Skip to content

🧩 SpanAligners

Aligners are responsible for mapping annotated character-based entity spans onto their corresponding token indices after tokenization. This step is crucial for generating label sequences in BIO, BILOU, or binary tagging formats.

✅ Responsibilities

Take in a list of Token objects and a list of EntitySpan objects.

Return a list of TokenEntitySpan objects, which attach each entity to the indices of the tokens that represent it.

Ensure accurate alignment even when tokenization introduces splitting (e.g., subwords from BPE tokenizers).

🛠 Interfaces

TokenAligner Protocol

class TokenAligner(Protocol):
    def align(self, tokens: List[Token], entities: List[EntitySpan]) -> List[TokenEntitySpan]:
        ...
This protocol defines the expected interface for all aligners.

🚀 Implementations

HuggingfaceTokenAligner

An alignment strategy designed for Huggingface-style tokenizers. It works by:

  • Matching token character spans with entity spans.

  • Mapping each entity to the smallest contiguous list of token indices that fully cover its span.

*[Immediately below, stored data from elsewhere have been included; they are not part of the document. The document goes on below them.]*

PR #9141, opened 2026-08-01
fix(ui): align Agent Card creation UI with A2A Protocol v1.0 schema

### LINKED ISSUE #8991: Agent Card creation UI is built against a stale schema and cannot satisfy the backend's A2A v1.0 validator
Background

Apicurio Registry recently added support for Agent Cards (artifact type AGENT_CARD), which let a registry store and expose metadata describing an AI agent — its name, capabilities, skills, and how other systems can reach it — following the A2A (Agent2Agent) protocol. The backend's own validator comment states it is aligned with A2A Protocol v1.0, and the web UI has a dedicated "Agents" page (A2A Agent Discovery) with its own "Create Agent" wizard for authoring these cards by hand.

While going through this creation flow, I noticed the wizard's second step ("Agent Card Content") only ever marks a single field, Name, as required, and has no field at all for something called supportedInterfaces — a concept the backend's validator treats as mandatory. That prompted me to cross-reference the frontend's data model against the backend's, which is where this issue comes from.

The core problem

The Agent Card creation flow in the web UI (ui/ui-app) is built against an outdated, pre-v1.0 shape of the AgentCard model. Concretely, this shows up in three separate, independently-verifiable places in the frontend, all of which disagree with the backend:

The TypeScript data model itself is missing fields the backend requires (most importantly supportedInterfaces, which has zero references anywhere in the entire ui/ui-app/src source tree).
The creation form only visually marks one field, Name, as required — even though the backend's validator requires several more.
The creation modal that submits the form performs no validation at all on the Agent Card's content (name, description, version, capabilities, skills) before sending it to the server — only the artifact's groupId/artifactId identifiers are checked client-side.

Put together, this means it is currently impossible to create a fully spec-compliant Agent Card through the UI — the create call always fails once strict (FULL) content validation is enabled on the registry, and it fails by listing violations for fields the form never gave the user any way to fill in. Below is the exact evidence for each of the three points above, followed by a live reproduction.

1) The UI's TypeScript model — AgentCard interface, ui/ui-app/src/app/components/agentCard/AgentCardViewer.tsx:35-47:

ts
export interface AgentCard {
    name: string;
    description?: string;
    version?: string;
    url?: string;
    provider?: AgentProvider;
    capabilities?: AgentCapabilities;
    skills?: AgentSkill[];
    defaultInputModes?: string[];
    defaultOutputModes?: string[];
    authentication?: AgentAuthentication;
    supportsExtendedAgentCard?: boolean;
}

Only name is non-optional. supportedInterfaces does not appear anywhere in this interface, and a search of the entire ui/ui-app/src tree for supportedInterfaces returns zero matches — the field has no representation anywhere in the frontend.

2) The create form — ui/ui-app/src/app/components/agentCard/AgentCardEditor.tsx:112 — only marks name as required:

tsx
<FormGroup label="Name" isRequired fieldId="agent-name">

No other FormGroup in this file carries isRequired, despite description, version, capabilities, and skills all being present as form inputs.

3) The create modal performs no content validation — ui/ui-app/src/app/pages/agents/components/modals/CreateAgentModal.tsx:83,129-167 only validates groupId and artifactId (via checkIdValid/validateField). Nothing in this file validates name, description, version, capabilities, skills, or supportedInterfaces before submission — so whatever the form's state happens to be gets sent straight to the server.

What the backend actually requires, for comparison

The backend's REST bean — AgentCard.java, app/src/main/java/io/apicurio/registry/a2a/rest/beans/AgentCard.java:19-61:

java
private String name;               // line 19
private String description;        // line 22
private String version;             // line 25
private String protocolVersion;     // line 28
private AgentProvider provider;     // line 31
private AgentCapabilities capabilities; // line 34
private List<AgentSkill> skills;    // line 37
private List<String> defaultInputModes;  // line 40
private List<String> defaultOutputModes; // line 43
private List<AgentInterface> supportedInterfaces; // line 46
private Map<String, SecurityScheme> securitySchemes; // line 49
private List<SecurityRequirement> securityRequirements; // line 52
private String iconUrl;             // line 55
private String documentationUrl;    // line 58
private List<AgentCardSignature> signatures; // line 61

The backend's content validator — AgentCardContentValidator.java, schema-util/common/src/main/java/io/apicurio/registry/rules/validity/AgentCardContentValidator.java — enforces the following as required, each raising a RuleViolation if absent:

description — line 72
version — line 73
supportedInterfaces (must exist, be an array, and be non-empty) — lines 75-83
capabilities — lines 86-88
skills (must exist, be an array, and be non-empty) — lines 91-98
defaultInputModes — line 103
defaultOutputModes — line 107

Every one of these except capabilities/skills/description/version themselves being present as inputs is either absent from the form's required-field marking, or (in the case of supportedInterfaces) absent from the form entirely.

Environment

Local build from main. Backend: Quarkus dev mode (app, JVM mode). UI: Vite dev server (ui/ui-app). Reproduced by interacting with the UI directly in a browser (Chrome) against the local backend at localhost:8080, UI served at localhost:8888.

Steps to Reproduce
Start the registry and enable strict content validation so the mismatch surfaces:
   POST /apis/registry/v3/admin/rules

   {"ruleType":"VALIDITY","config":"FULL"}
In the UI, navigate to the Agents page and click Create Agent.
Step 1 (Agent Coordinates): leave the defaults (Group ID default, Artifact ID blank), click Next.
Step 2 (Agent Card Content): enter only a Name (e.g. "Test Agent") — the only field the form marks as required. Leave every other field at its default/empty state: no Description, no Version, no URL, no Provider, no changes to Input/Output Modes beyond their defaults, no Authentication scheme selected, no Capabilities checked, and no Skills added.

Image

Click Next through Step 3 (Metadata), then click Create.
Expected vs Actual Behaviour

Expected: Either (a) the form collects every field the backend's validator requires — including supportedInterfaces, which currently has no corresponding input anywhere in the UI — or (b) if a field is genuinely optional at the UI level, the backend's required-field set for FULL validity should not diverge from what the UI actually allows a user to provide.

Actual: The create call fails with a 400 RuleViolationException. The response lists violations for fields the form gave no way to avoid:

json
{
  "causes": [
    { "description": "Agent Card must have a 'capabilities' field", "context": "/capabilities" },
    { "description": "Agent Card must have a 'version' field", "context": "/version" },
    { "description": "Agent Card must have a 'skills' field", "context": "/skills" },
    { "description": "Agent Card must have a 'description' field", "context": "/description" },
    { "description": "Agent Card must have a 'supportedInterfaces' field", "context": "/supportedInterfaces" }
  ],
  "detail": "Invalid Agent Card Causes: Agent Card must have a 'capabilities' field...",
  "title": "Invalid Agent Card",
  "status": 400,
  "name": "RuleViolationException"
}

The /supportedInterfaces violation in particular can never be resolved through the UI as it stands today, since no input for it exists anywhere in the create/edit form, regardless of what the user fills in.

Separately, with FULL validity turned off (the default), the same minimal submission succeeds instead of failing — meaning the UI will silently persist Agent Cards in an incomplete, pre-v1.0 shape (a single url string instead of a supportedInterfaces array, no securitySchemes) whenever strict validation isn't explicitly enabled.

Logs

Image

Suggested direction

Update the AgentCard interface and the corresponding editor/create-modal components under ui/ui-app/src/app/components/agentCard/ and ui/ui-app/src/app/pages/agents/components/modals/ to match the shape used by AgentCard.java, in particular adding an input for supportedInterfaces. Adding client-side validation in CreateAgentModal.tsx for the fields AgentCardContentValidator treats as required would also let failures surface before submission instead of as an unmapped backend error.

I'd be glad to put together a PR for this — would a maintainer be able to confirm whether this direction sounds right before I start (in particular, whether supportedInterfaces should become a first-class repeatable input, and whether the old url/authentication fields should be removed outright or kept temporarily for backward compatibility)? If so, I'd appreciate being assigned to it.

Mohammad-Raees:
## Summary

Fixes #8991

The Create Agent wizard and the `AgentCard` TypeScript model were built against a pre-v1.0 shape of the A2A spec. Any attempt to create an Agent Card with full content validation enabled fails with a `400 RuleViolationException` because the form never gives the user a way to fill in several required fields (`description`, `version`, `supportedInterfaces`).

Three independent defects are fixed together because they all stem from the same root cause — the TypeScript model and form were never updated after the A2A Protocol advanced to v1.0:

---

### 1. `AgentCardViewer.tsx` — update `AgentCard` TypeScript interface

- Add `AgentInterface` type `{ url, protocolBinding, protocolVersion }` matching the backend's `AgentCardContentValidator` validation rules
- Add `supportedInterfaces?: AgentInterface[]` to `AgentCard`
- Add optional `protocolVersion`, `iconUrl`, `documentationUrl`, `securitySchemes`, `securityRequirements` fields
- Mark `description` and `version` with JSDoc REQUIRED annotations
- Add `renderSupportedInterfaces()` so the read-only viewer shows all interface entries

### 2. `AgentCardEditor.tsx` — add Supported Interfaces repeater

- Mark **Description** and **Version** `FormGroup`s as `isRequired`
- Add a **Supported Interfaces** section: users can add/remove interface entries, each with URL, Protocol Binding, and Protocol Version inputs — the three fields `AgentCardContentValidator` enforces per entry

### 3. `CreateAgentModal.tsx` — full content-step validation

- Seed `EMPTY_AGENT_CARD` with `description: ""`, `version: ""`, `supportedInterfaces: []`
- Replace the name-only guard in `isContentStepValid()` with a complete check mirroring the backend validator:
  - `name`, `description`, `version` must be non-empty strings
  - At least one `supportedInterface` must exist and be fully filled (url, protocolBinding, protocolVersion)
  - `capabilities` must be present
  - At least one `skill` must be present
- This prevents the wizard from reaching the **Create** button when the submitted payload would fail server-side validation

---

## Validation

Cross-referenced against `AgentCardContentValidator.java` to ensure every field the backend enforces as required is now either collected by the form or validated in `isContentStepValid()`.

- `npm run lint` — passes (0 errors)
- `tsc --noEmit` — passes (0 errors)

### DIFF
--- a/ui/ui-app/src/app/components/agentCard/AgentCardEditor.tsx
+++ b/ui/ui-app/src/app/components/agentCard/AgentCardEditor.tsx
@@ -102,7 +102,7 @@ export const AgentCardEditor: FunctionComponent<AgentCardEditorProps> = (props: 
     };
 
     const handleAddInterface = (): void => {
-        const newInterface: AgentInterface = { url: "", protocolBinding: "A2A", protocolVersion: "1.0" };
+        const newInterface: AgentInterface = { id: crypto.randomUUID(), url: "", protocolBinding: "A2A", protocolVersion: "1.0" };
         updateField("supportedInterfaces", [...(agentCard.supportedInterfaces || []), newInterface]);
     };
 
@@ -176,7 +176,7 @@ export const AgentCardEditor: FunctionComponent<AgentCardEditorProps> = (props: 
                     </Title>
 
                     {(agentCard.supportedInterfaces || []).map((iface, index) => (
-                        <Card isPlain key={index} className="interface-entry">
+                        <Card isPlain key={iface.id || index} className="interface-entry">
                             <CardBody>
                                 <FormGroup label="URL" isRequired fieldId={`interface-url-${index}`}>
                                     <InputGroup>
--- a/ui/ui-app/src/app/components/agentCard/AgentCardEditor.tsx
+++ b/ui/ui-app/src/app/components/agentCard/AgentCardEditor.tsx
@@ -1,6 +1,9 @@
 import { FunctionComponent, useState } from "react";
 import "./AgentCardEditor.css";
 import {
+    ActionList,
+    ActionListItem,
+    Button,
     Card,
     CardBody,
     CardHeader,
@@ -20,9 +23,10 @@ import {
     InputGroup,
     InputGroupItem
 } from "@patternfly/react-core";
+import { PlusCircleIcon, TrashIcon } from "@patternfly/react-icons";
 import { CapabilityEditor } from "./CapabilityEditor";
 import { SkillEditor } from "./SkillEditor";
-import { AgentCard } from "./AgentCardViewer";
+import { AgentCard, AgentInterface } from "./AgentCardViewer";
 import { AgentCapabilities } from "./AgentCardCapabilities";
 import { AgentSkill } from "./AgentCardSkills";
 
@@ -97,6 +101,23 @@ export const AgentCardEditor: FunctionComponent<AgentCardEditorProps> = (props: 
         });
     };
 
+    const handleAddInterface = (): void => {
+        const newInterface: AgentInterface = { url: "", protocolBinding: "A2A", protocolVersion: "1.0" };
+        updateField("supportedInterfaces", [...(agentCard.supportedInterfaces || []), newInterface]);
+    };
+
+    const handleRemoveInterface = (index: number): void => {
+        const updated = (agentCard.supportedInterfaces || []).filter((_, i) => i !== index);
+        updateField("supportedInterfaces", updated);
+    };
+
+    const handleUpdateInterface = (index: number, field: keyof AgentInterface, value: string): void => {
+        const updated = (agentCard.supportedInterfaces || []).map((iface, i) =>
+            i === index ? { ...iface, [field]: value } : iface
+        );
+        updateField("supportedInterfaces", updated);
+    };
+
     return (
         <Card className={`agent-card-editor ${className || ""}`}>
             <CardHeader>
@@ -118,7 +139,7 @@ export const AgentCardEditor: FunctionComponent<AgentCardEditorProps> = (props: 
                         />
                     </FormGroup>
 
-                    <FormGroup label="Description" fieldId="agent-description">
+                    <FormGroup label="Description" isRequired fieldId="agent-description">
                         <TextArea
                             id="agent-description"
                             value={agentCard.description || ""}
@@ -128,7 +149,7 @@ export const AgentCardEditor: FunctionComponent<AgentCardEditorProps> = (props: 
                         />
                     </FormGroup>
 
-                    <FormGroup label="Version" fieldId="agent-version">
+                    <FormGroup label="Version" isRequired fieldId="agent-version">
                         <TextInput
                             id="agent-version"
                             value={agentCard.version || ""}
@@ -146,6 +167,67 @@ export const AgentCardEditor: FunctionComponent<AgentCardEditorProps> = (props: 
                             placeholder="https://example.com/agent"
                         />
                     </FormGroup>
+
+                    <Divider className="section-divider" />
+
+                    {/* Supported Interfaces Section (A2A v1.0 required) */}
+                    <Title headingLevel="h3" className="section-header">
+                        Supported Interfaces <span style={{ color: "var(--pf-t--global--color--status--danger--default)" }}>*</span>
+                    </Title>
+
+                    {(agentCard.supportedInterfaces || []).map((iface, index) => (
+                        <Card isPlain key={index} className="interface-entry">
+                            <CardBody>
+                                <FormGroup label="URL" isRequired fieldId={`interface-url-${index}`}>
+                                    <InputGroup>
+                                        <InputGroupItem isFill>
+                                            <TextInput
+                                                id={`interface-url-${index}`}
+                                                type="url"
+                                                value={iface.url}
+                                                onChange={(_event, value) => handleUpdateInterface(index, "url", value)}
+                                                placeholder="https://agent.example.com/a2a"
+                                            />
+                                        </InputGroupItem>
+                                    </InputGroup>
+                                </FormGroup>
+                                <FormGroup label="Protocol Binding" isRequired fieldId={`interface-binding-${index}`}>
+                                    <TextInput
+                                        id={`interface-binding-${index}`}
+                                        value={iface.protocolBinding}
+                                        onChange={(_event, value) => handleUpdateInterface(index, "protocolBinding", value)}
+                                        placeholder="e.g., A2A, JSONRPC"
+                                    />
+                                </FormGroup>
+                                <FormGroup label="Protocol Version" isRequired fieldId={`interface-version-${index}`}>
+                                    <TextInput
+                                        id={`interface-version-${index}`}
+                                        value={iface.protocolVersion}
+                                        onChange={(_event, value) => handleUpdateInterface(index, "protocolVersion", value)}
+                                        placeholder="e.g., 1.0"
+                                    />
+                                </FormGroup>
+                                <ActionList>
+                                    <ActionListItem>
+                                        <Button
+                                            variant="danger"
+                                            icon={<TrashIcon />}
+                                            onClick={() => handleRemoveInterface(index)}
+                                        >
+                                            Remove interface
+                                        </Button>
+                                    </ActionListItem>
+                                </ActionList>
+                            </CardBody>
+                        </Card>
+                    ))}
+                    <Button
+                        variant="link"
+                        icon={<PlusCircleIcon />}
+                        onClick={handleAddInterface}
+                    >
+                        Add interface
+                    </Button>
 
                     <Divider className="section-divider" />
 
--- a/ui/ui-app/src/app/components/agentCard/AgentCardViewer.tsx
+++ b/ui/ui-app/src/app/components/agentCard/AgentCardViewer.tsx
@@ -31,10 +31,14 @@ export interface AgentProvider {
 
 /**
  * A single transport interface through which the agent can be reached.
- * Each entry in supportedInterfaces must supply all three fields to pass
- * the backend's AgentCardContentValidator (A2A Protocol v1.0).
+ * Each entry in supportedInterfaces must supply url, protocolBinding, and
+ * protocolVersion to pass the backend's AgentCardContentValidator (A2A Protocol v1.0).
+ *
+ * `id` is a UI-only stable key used for React list reconciliation and is
+ * never sent to the backend.
  */
 export interface AgentInterface {
+    id?: string;
     url: string;
     protocolBinding: string;
     protocolVersion: string;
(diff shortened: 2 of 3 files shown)


ui/ui-app/src/app/components/agentCard/AgentCardEditor.tsx
```diff
@@ -149,6 +170,67 @@ export const AgentCardEditor: FunctionComponent<AgentCardEditorProps> = (props:
 
                     <Divider className="section-divider" />
 
+                    {/* Supported Interfaces Section (A2A v1.0 required) */}
+                    <Title headingLevel="h3" className="section-header">
+                        Supported Interfaces <span style={{ color: "var(--pf-t--global--color--status--danger--default)" }}>*</span>
+                    </Title>
+
+                    {(agentCard.supportedInterfaces || []).map((iface, index) => (
+                        <Card isPlain key={index} className="interface-entry">
```
paoloantinori: This repeater renders with `key={index}`. Removing a non-last interface shifts the remaining items' positions, so React reuses the shifted components' DOM — input focus can land on the wrong field after a middle deletion (the underlying values stay correct because the inputs are controlled). Consider assigning a stable unique id in `handleAddInterface` (e.g. `crypto.randomUUID()`) and keying on it instead of the array index.

ui/ui-app/src/app/components/agentCard/AgentCardViewer.tsx
```diff
@@ -30,20 +30,44 @@ export interface AgentProvider {
...
+
+/**
+ * Full Agent Card structure aligned with A2A Protocol v1.0.
+ * Fields marked with REQUIRED must be non-empty to pass FULL content validation.
  */
 export interface AgentCard {
+    /** REQUIRED – human-readable name of the agent. */
     name: string;
+    /** REQUIRED – human-readable description of what the agent does. */
     description?: string;
```
paoloantinori, line 55: `description` (and `version`) carry a `/** REQUIRED */` JSDoc but are declared optional (`description?: string`). The runtime gate in `isContentStepValid` covers submission, so this isn't a functional hole — but the type and the documented contract disagree. If the intent is compile-time enforcement, drop the `?`; otherwise soften the JSDoc (e.g. "REQUIRED by the A2A v1.0 contract; optional in the TS model for legacy/partial cards") so the two agree.

paoloantinori (commented):
Overall the change correctly achieves its goal: `isContentStepValid()` now gates the wizard on every field the backend `AgentCardContentValidator` requires, with sound short-circuit ordering, and the Supported Interfaces repeater handles add/remove/update immutably with no off-by-one. Two independent passes found no functional or blocker-level defect; the observations below are minor easy-wins.

- `ui/ui-app/src/app/pages/agents/components/modals/CreateAgentModal.tsx:87-99` — the validation chain is comprehensive and satisfiable; `capabilities !== undefined` and `skills.length > 0` are reachable because `CapabilityEditor`/`SkillEditor` populate those via `updateField`, and `Array.isArray(supportedInterfaces)` correctly guards the subsequent `.length`/`.every()` calls. No path enables the Create button with an invalid payload.
- `ui/ui-app/src/app/components/agentCard/AgentCardEditor.tsx:179` — the repeater uses `key={index}`; values stay correct (inputs are controlled) but focus can land on the wrong field after a middle-item removal. A stable unique id is a one-line fix.
- `ui/ui-app/src/app/components/agentCard/AgentCardViewer.tsx:51` — `description?: string` and `version?: string` are optional in the type while their JSDoc says `REQUIRED`; not a runtime hole (the form gate covers it), but the type and documented contract disagree.

Mohammad-Raees:
Thank you for the thorough review, @paoloantinori! Both observations are addressed in the follow-up commit (a7f4c4c).

**[AgentCardEditor.tsx line 179](https://github.com/Apicurio/apicurio-registry/pull/9141#discussion_r3695500911) — `key={index}` on the Supported Interfaces repeater**

Fixed. Added an optional `id?: string` field to `AgentInterface`, documented explicitly as a UI-only stable key that is never sent to the backend. `handleAddInterface` now sets `id: crypto.randomUUID()` on each new entry, and the repeater keys on `iface.id` (with `|| index` as a safe fallback for any legacy entries already persisted in the store). Mid-list removals will no longer cause input focus to land on the wrong field.

**[AgentCardViewer.tsx line 51](https://github.com/Apicurio/apicurio-registry/pull/9141#discussion_r3695500912) — `/** REQUIRED *\/` JSDoc vs `?` optional modifier**

Fixed by softening the JSDoc rather than dropping the `?`. Removing the `?` would break existing code that accesses both fields with optional chaining (`agentCard.description &&`, `agentCard.version &&`) and would be incorrect for pre-A2A-v1.0 cards that may legitimately omit them. The comments now read:

> _"REQUIRED by A2A v1.0 contract; optional in the TS model to accommodate partial or legacy cards"_

This aligns the documented contract with the TypeScript model. Applied the same treatment to `supportedInterfaces`.

paoloantinori:
Hi @Mohammad-Raees — thanks for the follow-up. Confirmed both fixes landed cleanly on this head:

1. **`key={index}` → `key={iface.id || index}`** — the optional `id?: string` on `AgentInterface`, set via `crypto.randomUUID()` in `handleAddInterface`, is the right call. Documenting it as a UI-only key never sent to the backend avoids any confusion about whether the backend should round-trip it. Good.

2. **Supported Interfaces repeater** — the three required fields (`url`, `protocolBinding`, `protocolVersion`) per entry are wired through `handleUpdateInterface`, and `isContentStepValid()` now short-circuits on every field the backend `AgentCardContentValidator` enforces, including the `every(...)` over interface entries. Ordering is sound.

One small thing worth a quick look (non-blocking): in `AgentCardViewer.tsx` the fallback key for the read-only list is `iface.id || iface.url || index` — fine for display, just noting it diverges slightly from the editor's key. No action needed unless you want them identical.

LGTM from my side. Leaving the merge call to the maintainers.

carlesarnal:
## Code Review

Good work aligning the UI with the A2A v1.0 spec. Two items need attention before merge:

**1. Missing DCO sign-off** — Per CONTRIBUTING.md, both commits need Signed-off-by trailers. Fix: git rebase HEAD~2 --signoff

**2. AgentInterface.id leaks to backend** — CreateAgentModal.tsx:74 uses JSON.stringify(agentCard) which includes the crypto.randomUUID() id on each AgentInterface (AgentCardEditor.tsx:104). The JSDoc (AgentCardViewer.tsx:47) says this is never sent to the backend but nothing strips it. Strip id from each interface entry before serialization in handleCreate().

Everything else is solid: validation correctly mirrors AgentCardContentValidator, repeater is immutable, and paoloantinori feedback is addressed.

carlesarnal:
Suggested fix for item 2 above — in handleCreate() before JSON.stringify, strip the UI-only id field:

const sanitizedCard = { ...agentCard, supportedInterfaces: agentCard.supportedInterfaces?.map(({ id, ...rest }) => rest) };

Then use JSON.stringify(sanitizedCard, null, 2) instead of JSON.stringify(agentCard, null, 2).

For item 1, git rebase HEAD~2 --signoff followed by git push --force-with-lease will add Signed-off-by to both commits.

Mohammad-Raees:
Thank you @carlesarnal! Both items are addressed in the latest push (641df71).

**1. DCO Signed-off-by**
Added `Signed-off-by: Mohammad Raees <mohammadraees3rd@gmail.com>` to all three commits via `git rebase origin/main --signoff`. The DCO bot should now pass.

**2. AgentInterface.id leaking to backend**
Fixed exactly as you suggested — `handleCreate()` in `CreateAgentModal.tsx` now builds a sanitized copy before serialization:

```ts
const sanitizedCard = {
    ...agentCard,
    supportedInterfaces: agentCard.supportedInterfaces?.map(({ id: _id, ...rest }) => rest)
};
// JSON.stringify(sanitizedCard, null, 2)
```

The UI-only `id` field is stripped from every interface entry before the payload reaches the backend. The JSDoc and the runtime behaviour are now consistent.

Mohammad-Raees:
Hi @EricWittmann — thank you for taking a look at this PR. I really appreciate it.

I'm happy to address any review feedback quickly. Also, whenever you have a moment, the workflow is still awaiting maintainer approval.

Thanks again for your time.

Mohammad-Raees:
Hi @EricWittmann - just a gentle note that this PR is ready whenever you have a chance. All the earlier review feedback has been addressed. No rush at all, and thank you for looking when you can.

EricWittmann:
Thanks for the contribution, @Mohammad-Raees! Great work aligning the UI with the A2A v1.0 spec. Merged.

  • Optionally normalizing whitespace and punctuation to improve matching robustness.

Output

  • Each aligner returns a list of TokenEntitySpan objects:
TokenEntitySpan(
    entity=EntitySpan(
        text="Barack Obama",
        start=0,
        end=12,
        label="PER"
    ),
    token_indices=[0, 1]
)

🔎 Validation

Aligners should be paired with validators (like ValidateLabelAlignment) to ensure that the token spans can accurately reconstruct the original entity text after tokenization. This helps catch tokenizer mismatches or annotation inconsistencies.

📚 Example Usage

tokens = tokenizer.tokenize("Barack Obama visited the USA.")
entities = [EntitySpan(text="Barack Obama", start=0, end=12, label="PER")]

aligned = aligner.align(tokens, entities)

# Produces token indices covering the span "Barack Obama"